• _Task instructions_
Nothing is to be altered; the data must be repeated exactly.

Stored data entries:
○ ○ ○ ○ ○
PR #871, opened 2020-04-09
task-NXP-28044-UnitTestsStructure

nmpcunha:
Requires https://github.com/nuxeo/nuxeo-elements/pull/226


.eslintrc.js
```diff
@@ -78,5 +78,19 @@ module.exports = {
         'no-unused-expressions': 'off',
       },
     },
+    {
+      files: ['addons/**/test/**/*.test.js', 'elements/test/**/*.test.js'],
```
nelsonsilva, line 82: would rather have tests for WebUI at 'test/**/*.test.js' as I'd like at somve point to `mv elements src`.
If we don't have any yet perhaps we can delay adding this until then...

addons/nuxeo-coldstorage/test/nuxeo-move-content-to-coldstorage-button.test.js
```diff
@@ -0,0 +1,270 @@
...
+  flush,
+  html,
+  isElementVisible,
+  tap,
+  timePasses,
+  waitForEvent,
+} from '@nuxeo/testing-helpers';
+import '../elements/nuxeo-move-content-to-coldstorage-button.js';
+
+suite('Addons', () => {
```
nelsonsilva, line 29: Will this group all tests from the "Addons" suite ? Perhaps we can drop one of these suites and go with a convention for now, like "[Addon] Cold Storage" or something.

addons/nuxeo-coldstorage/test/nuxeo-move-content-to-coldstorage-button.test.js
```diff
@@ -0,0 +1,270 @@
...
+
+        test('Should not be visible when user is null', async () => {
+          button = await fixture(
+            html`
+              <nuxeo-move-content-to-coldstorage-button
+                .document=${document}
+              ></nuxeo-move-content-to-coldstorage-button>
+            `,
+          );
+          button.currentUser = null;
```
nelsonsilva, line 76: if we're doing lit-html and setting properties we should be able to do `.currentUser=${null}`, no ?

addons/nuxeo-coldstorage/test/nuxeo-move-content-to-coldstorage-button.test.js
```diff
@@ -0,0 +1,270 @@
...
+            ' permission on the document',
+          async () => {
+            button = await fixture(
+              html`
+                <nuxeo-move-content-to-coldstorage-button
+                  .document=${document}
+                ></nuxeo-move-content-to-coldstorage-button>
+              `,
+            );
+            button.currentUser = {
```
nelsonsilva, line 93: same, `const user = {..}; await fixture(... .currentUser=${user}... )`

addons/nuxeo-coldstorage/test/nuxeo-move-content-to-coldstorage-button.test.js
```diff
@@ -0,0 +1,270 @@
...
+      suite('Interactions', () => {
+        test('Should display a confirmation dialog when the button is pressed', async () => {
+          button = await fixture(
+            html`
+              <nuxeo-move-content-to-coldstorage-button
+                .document=${document}
+              ></nuxeo-move-content-to-coldstorage-button>
+            `,
+          );
+          await flush();
```
nelsonsilva, line 193: looking at all these `flush()` calls makes me thing we should have our own fixture in our test helpers calling the open-wc fixture followed by a flush()

karma.conf.js
```diff
@@ -0,0 +1,143 @@
...
+    middleware: ['static'],
+    static: {
+      path: path.join(process.cwd(), ''),
+    },
+    files: [
+      {
+        pattern: 'node_modules/@webcomponents/webcomponentsjs/webcomponents-bundle.js',
+        watched: false,
+      },
+      {
```
nelsonsilva, line 75: same, perhaps we can drop this for now

package.json
```diff
@@ -68,9 +86,12 @@
     "format": "npm run format:polymer && npm run format:prettier && npm run format:eslint",
     "win-format": "npm run win-format:polymer && npm run format:prettier && npm run format:eslint",
     "preinstall": "cd packages/nuxeo-web-ui-ftest && npm install",
-    "test": "node scripts/test-runner.js --report --screenshots --headless --tags='not @ignore'",
-    "test:dev": "node scripts/test-runner.js --nuxeoUrl=http://localhost:8080/nuxeo --url=http://localhost:5000/",
-    "test:watch": "node scripts/test-runner.js --nuxeoUrl=http://localhost:8080/nuxeo  --url=http://localhost:5000/ --tags='@watch' --debug"
+    "test": "npm-run-all -s unit-test functional-test",
```
nelsonsilva, line 89: I'd have this script running unit tests only and use `ftest` as prefix for scripts running functional tests for consistency with folder names, mvn profiles, etc... of course you'd have to update ftest/itests.xml to do `npm run ftest` and probably the README too

nelsonsilva: So: test, test:watch and ftest, ftest:dev, ftest:watch

package.json
```diff
@@ -164,8 +185,7 @@
   "lint-staged": {
     "*.{js,html}": [
       "prettier --write",
-      "eslint --fix",
-      "git add"
+      "eslint --fix"
```
nelsonsilva, line 188: we don't need to add after the `eslint --fix` to stage the fixes ?

addons/nuxeo-coldstorage/elements/nuxeo-move-contents-to-coldstorage-button.js
```diff
@@ -106,7 +106,7 @@ class BulkMoveToColdStorage extends mixinBehaviors([FiltersBehavior, FormatBehav
   }
 
   _isAvailable(documents) {
-    return documents.every((doc) => this._canMoveDocument(doc));
+    return documents.length > 0 && documents.every((doc) => this._canMoveDocument(doc));
```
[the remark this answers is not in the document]
nmpcunha: Thanks to unit tests 😉

.eslintrc.js
nmpcunha: Indeed.
I created a dummy unit test on elements and then left it there. Anyway, your suggestion seems more generic. Thanks! 👍

addons/nuxeo-coldstorage/test/nuxeo-move-content-to-coldstorage-button.test.js
nmpcunha: Yes, the idea was to group tests by suite on our reports.
```
Addons
    Cold Storage
      nuxeo-move-content-to-coldstorage-button
        Visibility
          ✔ Should ...
          REST Calls
            ✔ Should ...
      nuxeo-move-contents-to-coldstorage-button
        Visibility
          ✔ Should ...
        Interactions
          ✔ Should ...
          REST Calls
            ✔ Should ...
    Retention Management
    ....
    Live Connect
    ....
```

I'm ok to go with both approaches. 🤷‍♂️ 
Let's wait for more feedback to see if anyone has a different proposal for the report's structure.

addons/nuxeo-coldstorage/test/nuxeo-move-content-to-coldstorage-button.test.js
nmpcunha: More or less, i.e., generically yes, but... the `currentUser` is returned by `nuxeo-connection` (on connected). 
We could mock it on our `nuxeo-mock-client`, but it would imply to create different instances in each test and I found easier to use this approach.

addons/nuxeo-coldstorage/test/nuxeo-move-content-to-coldstorage-button.test.js
nmpcunha: Indeed, we'll need to have this approach frequently.

package.json
nmpcunha: Hmm... 🤔 
And our pipelines to run both, right?

package.json
nmpcunha: No, with the new version of this library it is done automatically. 😉

addons/nuxeo-coldstorage/test/nuxeo-move-content-to-coldstorage-button.test.js
nelsonsilva: But with tests in separate files do we get that nesting or to we end up with multiple Addons suites?

addons/nuxeo-coldstorage/test/nuxeo-move-content-to-coldstorage-button.test.js
nelsonsilva: Ok, I see 👍

package.json
nelsonsilva: Yes, ideally on different stages to have different PR checks

addons/nuxeo-coldstorage/test/nuxeo-move-content-to-coldstorage-button.test.js
nmpcunha: The reporter merges them. 😉

addons/nuxeo-coldstorage/test/nuxeo-move-content-to-coldstorage-button.test.js
nmpcunha: Ticket created: https://jira.nuxeo.com/browse/ELEMENTS-1165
○ ○ ○ ○ ○
• _Task result_
PR #871, opened 2020-04-09
task-NXP-28044-UnitTestsStructure

nmpcunha:
Requires https://github.com/nuxeo/nuxeo-elements/pull/226


.eslintrc.js
```diff
@@ -78,5 +78,19 @@ module.exports = {
         'no-unused-expressions': 'off',
       },
     },
+    {
+      files: ['addons/**/test/**/*.test.js', 'elements/test/**/*.test.js'],
```
nelsonsilva, line 82: would rather have tests for WebUI at 'test/**/*.test.js' as I'd like at somve point to `mv elements src`.
If we don't have any yet perhaps we can delay adding this until then...

addons/nuxeo-coldstorage/test/nuxeo-move-content-to-coldstorage-button.test.js
```diff
@@ -0,0 +1,270 @@
...
+  flush,
+  html,
+  isElementVisible,
+  tap,
+  timePasses,
+  waitForEvent,
+} from '@nuxeo/testing-helpers';
+import '../elements/nuxeo-move-content-to-coldstorage-button.js';
+
+suite('Addons', () => {
```
nelsonsilva, line 29: Will this group all tests from the "Addons" suite ? Perhaps we can drop one of these suites and go with a convention for now, like "[Addon] Cold Storage" or something.

addons/nuxeo-coldstorage/test/nuxeo-move-content-to-coldstorage-button.test.js
```diff
@@ -0,0 +1,270 @@
...
+
+        test('Should not be visible when user is null', async () => {
+          button = await fixture(
+            html`
+              <nuxeo-move-content-to-coldstorage-button
+                .document=${document}
+              ></nuxeo-move-content-to-coldstorage-button>
+            `,
+          );
+          button.currentUser = null;
```
nelsonsilva, line 76: if we're doing lit-html and setting properties we should be able to do `.currentUser=${null}`, no ?

addons/nuxeo-coldstorage/test/nuxeo-move-content-to-coldstorage-button.test.js
```diff
@@ -0,0 +1,270 @@
...
+            ' permission on the document',
+          async () => {
+            button = await fixture(
+              html`
+                <nuxeo-move-content-to-coldstorage-button
+                  .document=${document}
+                ></nuxeo-move-content-to-coldstorage-button>
+              `,
+            );
+            button.currentUser = {
```
nelsonsilva, line 93: same, `const user = {..}; await fixture(... .currentUser=${user}... )`

addons/nuxeo-coldstorage/test/nuxeo-move-content-to-coldstorage-button.test.js
```diff
@@ -0,0 +1,270 @@
...
+      suite('Interactions', () => {
+        test('Should display a confirmation dialog when the button is pressed', async () => {
+          button = await fixture(
+            html`
+              <nuxeo-move-content-to-coldstorage-button
+                .document=${document}
+              ></nuxeo-move-content-to-coldstorage-button>
+            `,
+          );
+          await flush();
```
nelsonsilva, line 193: looking at all these `flush()` calls makes me thing we should have our own fixture in our test helpers calling the open-wc fixture followed by a flush()

karma.conf.js
```diff
@@ -0,0 +1,143 @@
...
+    middleware: ['static'],
+    static: {
+      path: path.join(process.cwd(), ''),
+    },
+    files: [
+      {
+        pattern: 'node_modules/@webcomponents/webcomponentsjs/webcomponents-bundle.js',
+        watched: false,
+      },
+      {
```
nelsonsilva, line 75: same, perhaps we can drop this for now

package.json
```diff
@@ -68,9 +86,12 @@
     "format": "npm run format:polymer && npm run format:prettier && npm run format:eslint",
     "win-format": "npm run win-format:polymer && npm run format:prettier && npm run format:eslint",
     "preinstall": "cd packages/nuxeo-web-ui-ftest && npm install",
-    "test": "node scripts/test-runner.js --report --screenshots --headless --tags='not @ignore'",
-    "test:dev": "node scripts/test-runner.js --nuxeoUrl=http://localhost:8080/nuxeo --url=http://localhost:5000/",
-    "test:watch": "node scripts/test-runner.js --nuxeoUrl=http://localhost:8080/nuxeo  --url=http://localhost:5000/ --tags='@watch' --debug"
+    "test": "npm-run-all -s unit-test functional-test",
```
nelsonsilva, line 89: I'd have this script running unit tests only and use `ftest` as prefix for scripts running functional tests for consistency with folder names, mvn profiles, etc... of course you'd have to update ftest/itests.xml to do `npm run ftest` and probably the README too

nelsonsilva: So: test, test:watch and ftest, ftest:dev, ftest:watch

package.json
```diff
@@ -164,8 +185,7 @@
   "lint-staged": {
     "*.{js,html}": [
       "prettier --write",
-      "eslint --fix",
-      "git add"
+      "eslint --fix"
```
nelsonsilva, line 188: we don't need to add after the `eslint --fix` to stage the fixes ?

addons/nuxeo-coldstorage/elements/nuxeo-move-contents-to-coldstorage-button.js
```diff
@@ -106,7 +106,7 @@ class BulkMoveToColdStorage extends mixinBehaviors([FiltersBehavior, FormatBehav
   }
 
   _isAvailable(documents) {
-    return documents.every((doc) => this._canMoveDocument(doc));
+    return documents.length > 0 && documents.every((doc) => this._canMoveDocument(doc));
```
[the remark this answers is not in the document]
nmpcunha: Thanks to unit tests 😉

.eslintrc.js
nmpcunha: Indeed.
I created a dummy unit test on elements and then left it there. Anyway, your suggestion seems more generic. Thanks! 👍

addons/nuxeo-coldstorage/test/nuxeo-move-content-to-coldstorage-button.test.js
nmpcunha: Yes, the idea was to group tests by suite on our reports.
```
Addons
    Cold Storage
      nuxeo-move-content-to-coldstorage-button
        Visibility
          ✔ Should ...
          REST Calls
            ✔ Should ...
      nuxeo-move-contents-to-coldstorage-button
        Visibility
          ✔ Should ...
        Interactions
          ✔ Should ...
          REST Calls
            ✔ Should ...
    Retention Management
    ....
    Live Connect
    ....
```

I'm ok to go with both approaches. 🤷‍♂️ 
Let's wait for more feedback to see if anyone has a different proposal for the report's structure.

addons/nuxeo-coldstorage/test/nuxeo-move-content-to-coldstorage-button.test.js
nmpcunha: More or less, i.e., generically yes, but... the `currentUser` is returned by `nuxeo-connection` (on connected). 
We could mock it on our `nuxeo-mock-client`, but it would imply to create different instances in each test and I found easier to use this approach.

addons/nuxeo-coldstorage/test/nuxeo-move-content-to-coldstorage-button.test.js
nmpcunha: Indeed, we'll need to have this approach frequently.

package.json
nmpcunha: Hmm... 🤔 
And our pipelines to run both, right?

package.json
nmpcunha: No, with the new version of this library it is done automatically. 😉

addons/nuxeo-coldstorage/test/nuxeo-move-content-to-coldstorage-button.test.js
nelsonsilva: But with tests in separate files do we get that nesting or to we end up with multiple Addons suites?

addons/nuxeo-coldstorage/test/nuxeo-move-content-to-coldstorage-button.test.js
nelsonsilva: Ok, I see 👍

package.json
nelsonsilva: Yes, ideally on different stages to have different PR checks

addons/nuxeo-coldstorage/test/nuxeo-move-content-to-coldstorage-button.test.js
nmpcunha: The reporter merges them. 😉

addons/nuxeo-coldstorage/test/nuxeo-move-content-to-coldstorage-button.test.js
nmpcunha: Ticket created: https://jira.nuxeo.com/browse/ELEMENTS-1165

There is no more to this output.